» Instructions to follow
The span to repeat in the listing below runs from the line containing "export interface BinaryOptions" to the line containing "I want to add", inclusive. Repeat it exactly, and only it.

» Material provided
PR #137, opened 2020-02-16
[perf/stringify]: Use a Map for prevObjects in createNode

MikeRalphson:
Using the `Array.find` method for `prevObjects` seems to be a serious bottleneck in the `stringify` method (`src/schema/index` `createNode` method).

On a [14Mb YAML file](https://raw.githubusercontent.com/APIs-guru/openapi-directory/master/APIs/microsoft.com/graph/1.0.1/openapi.yaml), with this change, time to run `stringify` dropped from around 4 minutes to 4 seconds on my machine.

I get the same test results before and after.

### DIFF
--- a/src/schema/index.js
+++ b/src/schema/index.js
@@ -103,14 +103,14 @@ export default class Schema {
     }
     const obj = {}
     if (value && typeof value === 'object' && ctx.prevObjects) {
-      const prev = ctx.prevObjects.find(o => o.value === value)
+      const prev = ctx.prevObjects.get(value)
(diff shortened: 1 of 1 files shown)


eemeli:
Thank you, this is excellent! And apologies for taking so long to get to this, I was bogged down by other stuff and wanted to make sure that this would not cause any problems in browsers. But as it turns out, I'd forgotten that even IE 11 supports `Map`, so that's a non-issue.

I'll put together a new minor release shortly.

PR #145, opened 2020-03-21
Use named exports internally + update browser endpoints

eemeli:
It's tricky to get multi-platform targeting libraries right these days. Currently, `yaml` supports:

- CJS Node >=6
- ESM Node >=13
- Bundlers like Webpack & Rollup

To achieve that, the ESM sources are transpiled first to CJS under `dist/`, with a Node 6.5 target (actually giving us 6.0 support), and then to ESM under `browser/dist/`, with a Browserslist target that includes IE 11.

CJS Node finds its sources by just automatically adding a `.js` file extension, and then finding a manually crafted re-exporter from `dist/`. ESM Node goes via the `"exports"` object in the package.json, but does much the same. Both of these use the same CJS implementation internally.

Bundlers find their target via the `"browser"` package.json object, which leads to similar re-exporters from `browser/dist/` as for Node.

Eventually, I'd really like to be able to consolidate all of those into one ESM build, but that'll take some time yet for earlier Node versions to go out of favor, and possibly IE 11 as well -- and require a semver-major update to this library. Meanwhile, this PR is about taking a couple of small steps towards a bit more sanity.

Internally, this switches all exports and imports to be named, rather than defaults. This allows us to drop Webpack's `_interopRequire*` wrappers for `require()` calls, and not need an `__esModule` prop in each module.

The browser re-exporters are switched from CJS to ESM, as the implementation they're re-exporting is already ESM. This should be completely transparent to any normal users, but in the particular case of having a custom UMD build of just `yaml`, you may need to specify that you want its `default` export exposed. The Webpack option for this is `output.libraryExport: 'default'`.

### DIFF
--- a/.babelrc.js
+++ b/.babelrc.js
@@ -1,14 +1,15 @@
-const isBrowser = process.env.BABEL_ENV === 'browser'
-
-const envOptions = isBrowser
-  ? { modules: false, useBuiltIns: false }
-  : { targets: { node: '6.5' }, useBuiltIns: false }
-const presets = [['@babel/env', envOptions]]
-
 const plugins = [
   '@babel/plugin-proposal-class-properties',
   ['babel-plugin-trace', { strip: true }]
 ]
-if (isBrowser) plugins.push('@babel/plugin-transform-runtime')
+const envOptions = { modules: false, useBuiltIns: false }
 
+if (process.env.BABEL_ENV === 'browser') {
+  plugins.push('@babel/plugin-transform-runtime')
+} else {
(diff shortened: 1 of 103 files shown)


eemeli:
Comment on this by @BurtHarris [here](https://github.com/eemeli/yaml/commit/036d2044e8f5dfefba72603d3eafdc58bdae4133#commitcomment-38072455):
> @eemeli, I like this style, but could you explain what motivated the change?

I hope the PR's description answers your question?

Issue #47, opened 2018-11-20
Consider adding typings


julien-c:
either by exposing your public interface as a `.d.ts` file, or just renaming all your files to .ts =)

Thanks!

ikatyang:
See #23.

julien-c:
indeed, thanks

Issue #23, opened 2018-08-01
TypeScript Type declarations


ColinBradley:
TypeScript definition files or something in [DefinitelyTyped](https://github.com/DefinitelyTyped/DefinitelyTyped) would be great. Do you have any plans for them?

I may create some definition files myself on DefinitelyTyped - as I would really like to use this package. Unless you have any objections? It would probably only be basic though.

Great package and great work on the documentation by the way! :)

ikatyang:
I've written some of them [here](https://github.com/ikatyang/yaml-unist-parser/blob/master/types/yaml/index.d.ts), I'm still waiting for stable release to finish the types and send to DT.

ColinBradley:
I've updated your implementation, @ikatyang. You can find it in this [gist](https://gist.github.com/ColinBradley/2109d049b6ff1ed00ea96e5944d92acd). There are still a few holes and it could do with being fully modularized into different files before going into DT, but it works for me! If I have some more time, I will try to get it into DT, but feel free to pick it up (or anyone else).

ikatyang:
Updated the updated implementation [here](https://github.com/ikatyang/yaml-unist-parser/blob/d928df79e5767b3db4d8fd6f8c58aa87f480fef8/types/yaml/index.d.ts) 😉, this should be all the types. I think sending PRs to DT before stable release is dangerous, there might be breaking changes which is not good for type consumers. (Actually, there's already one -> #25)

eemeli:
@ikatyang That does look almost complete. It's still missing the `yaml/scalar`, `yaml/types/binary` and `yaml/types/timestamp` exports, but that might be it. Plus of course the changes from at least #25, once I get a release together that includes that.

eemeli:
@ikatyang Now that the 1.0.0 release is out, the TS definitions could probably be released as well?

eemeli:
Closing this as the definitions have now been merged to the DT master.

PR #153, opened 2020-03-29
Add TypeScript typings

### LINKED ISSUE #102: TypeScript definitions are out of date
CC @ikatyang @ColinBradley

See also DefinitelyTyped/DefinitelyTyped#33780

The [DefinitelyTyped TS definitions](https://github.com/DefinitelyTyped/DefinitelyTyped/tree/master/types/yaml) haven't been updated since the 1.0 release last fall, and the library's API has expanded a bit since then. With the next minor release I'll be deprecating some of the endpoints and adding new ones thanks to #99.

Any suggestions for how to make it easier to keep these definitions up to date?

eemeli:
Fixes #102
Fixes DefinitelyTyped/DefinitelyTyped#33780
Closes DefinitelyTyped/DefinitelyTyped#43450
Related: #23, #47

These types are based on those published as `@types/yaml`, which are mostly the work of @ikatyang, with contributions from @ColinBradley and @shirk3y. In fact, I've picked out the original commits from DefinitelyTyped into this branch, and worked from there.

I'm relatively confident about these types, though I've not tested them very deeply. There are a few changes that may be relevant:
- The [DT types](https://github.com/DefinitelyTyped/DefinitelyTyped/blob/master/types/yaml/index.d.ts) advertise themselves as being valid for TS 2.2; these require at the very least TS 2.3 due to `Iterable`, possibly a bit later than that.
- Some of the interface and namespaces are available from different names and endpoints compared to before:
    ```js
    // previously, with @types/yaml
    import { ast, cst, ParseOptions, YAMLError } from 'yaml'

    // now
    import { Options } from 'yaml'
    import { AST, YAMLError } from 'yaml/types'
    import { CST } from 'yaml/parse-cst'
    ```
- The TS class inheritance doesn't exactly match the JS implementation, but it's really close.
- I've not included typings for deprecated endpoints

The `tsconfig.json` and `yaml-tests.ts` files are remnants of the DT history, and should probably get removed before merging this.

Comments are very welcome here, in particular wrt changes to the DT types. For example, if there's reason to do so, re-exports could be added to match the previous typings.

### DIFF
--- a/types.d.ts
+++ b/types.d.ts
@@ -1,4 +1,6 @@
-import { cst, Document, Options, Tag } from './index'
+import { Document, Options, Tag } from './index'
+import { CST } from './parse-cst'
+import { Type } from './util'
 
 export interface BinaryOptions {
   /**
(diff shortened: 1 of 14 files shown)


types.d.ts
```diff
@@ -0,0 +1,392 @@
...
+     */
+    identify(value: any): boolean
+    /**
+     * The `Node` child class that implements this tag. Required for collections and tags that have overlapping JS representations.
+     */
+    nodeClass?: new () => any
+    /**
+     * Used by some tags to configure their stringification, where applicable.
+     */
+    options?: object
```
shirk3y: Should we define interface for these options?

eemeli: This needs to be extendable by custom tags, each of which will have their own options shape. I'm not sure what specifying this further would really help?

eemeli:
@ikatyang I added re-exports of the `AST` and `CST` namespaces to index.d.ts. All of the other types are tied pretty closely to the actual exports of `yaml/types` and `yaml/util`, so I don't think they really make sense being re-exported. Also good point about actually include the declarations in the package.

PR #161, opened 2020-04-26
Improve code & documentation around Pair.commentBefore

### LINKED ISSUE #157: Assigning commentBefore on a Pair
I want to add a pair to my document with a comment before the pair, e.g.:
```yaml
# This is a pair
foo: bar
```

I tried doing this using this code:
```ts
const pair = new Pair('foo', 'bar');
pair.commentBefore = ' This is a pair';
doc.add(pair);
```

But when I run the code, I get the following error:
```
(node:86824) UnhandledPromiseRejectionWarning: TypeError: Cannot create property 'commentBefore' on string 'foo'
    at Pair.set commentBefore [as commentBefore] (/path/to/my/project/node_modules/yaml/dist/schema/Pair.js:49:28)
```

As a more general question, how can I use YAML to create a document that has line comments preceding key/value pairs and/or line comments after a pair?  E.g., what's the best way to do something like this:
```yaml
# this is a comment about id before a pair
id: 123
# this is a comment about url before a pair
url: http://example.org/docs
# this is a comment after a pair that says you can optionally uncomment the next line
# debug: true

# this is a comment about author before a pair. I put this here to show that I
# can't use doc.comment to make that last comment (after a pair) work...
author: Joe Schmoe
```

using yaml 1.9.2

eemeli:
Fixes #157 

Following on from discussion with @cmoesel in the linked issue, this PR is doing two things:
1. Document the pre-existing `doc.schema.createPair(key, value)` method as an alternative way of creating a `Pair` object, which automatically wraps the `key` and `value` into nodes.
2. Be more explicit about `key` needing to be a node when getting or setting `pair.commentBefore`.

### DIFF
--- a/docs/05_content_nodes.md
+++ b/docs/05_content_nodes.md
@@ -194,7 +194,7 @@ doc.toString()
 
 To construct a `YAMLSeq` or `YAMLMap`, use [`YAML.createNode()`](#yaml-createnode) with array, object or iterable input, or create the collections directly by importing the classes from `yaml/types`.
 
-Once created, normal array operations may be used to modify the `items` array. New `Pair` objects may created by importing the class from `yaml/types` and using its `new Pair(key, value)` constructor.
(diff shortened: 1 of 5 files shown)


cmoesel:
Thank you, @eemeli!  Looks like a good solution!

PR #167, opened 2020-05-07
Add directivesEndMarker to Document type

Whoaa512:
Noticed this was missing when I tried to create a document in typescript on v1.9.2

Not sure if this is the right place to add or if the `.d.ts` files are generated in someway


eemeli:
Thank you! That's exactly the right fix for now. I wish that the d.ts files could be generated somehow, but the scripting for that turned out to be more difficult than doing the work manually.

PR #172, opened 2020-05-17
Resolve known tags in core schema

eemeli:
When using the `core` schema, if the parsed source includes one of the following explicit tags, parse it the same way as in the `yaml-1.1` schema, and include the relevant tag in `doc.schema.tags`:

- `!!binary`
- `!!omap`
- `!!pairs`
- `!!set`
- `!!timestamp`

To disable, use the option `{ resolveKnownTags: false }` in `YAML.parse*()`

#### Todo:
- [x] Update documentation
- [x] Review option fallback for schema-specific options

### DIFF
--- a/docs/03_options.md
+++ b/docs/03_options.md
@@ -20,25 +20,27 @@ YAML.Document.defaults
 
 The `version` option value (`'1.2'` by default) may be overridden by any document-specific `%YAML` directive.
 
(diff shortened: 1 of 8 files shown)


eemeli:
Documentation updated. Whether options should be refactored somehow is a rather separate question, so not going to block this PR any further on that.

» Reply to the task
 export interface BinaryOptions {
   /**
(diff shortened: 1 of 14 files shown)


types.d.ts
```diff
@@ -0,0 +1,392 @@
...
+     */
+    identify(value: any): boolean
+    /**
+     * The `Node` child class that implements this tag. Required for collections and tags that have overlapping JS representations.
+     */
+    nodeClass?: new () => any
+    /**
+     * Used by some tags to configure their stringification, where applicable.
+     */
+    options?: object
```
shirk3y: Should we define interface for these options?

eemeli: This needs to be extendable by custom tags, each of which will have their own options shape. I'm not sure what specifying this further would really help?

eemeli:
@ikatyang I added re-exports of the `AST` and `CST` namespaces to index.d.ts. All of the other types are tied pretty closely to the actual exports of `yaml/types` and `yaml/util`, so I don't think they really make sense being re-exported. Also good point about actually include the declarations in the package.

PR #161, opened 2020-04-26
Improve code & documentation around Pair.commentBefore

### LINKED ISSUE #157: Assigning commentBefore on a Pair
I want to add a pair to my document with a comment before the pair, e.g.:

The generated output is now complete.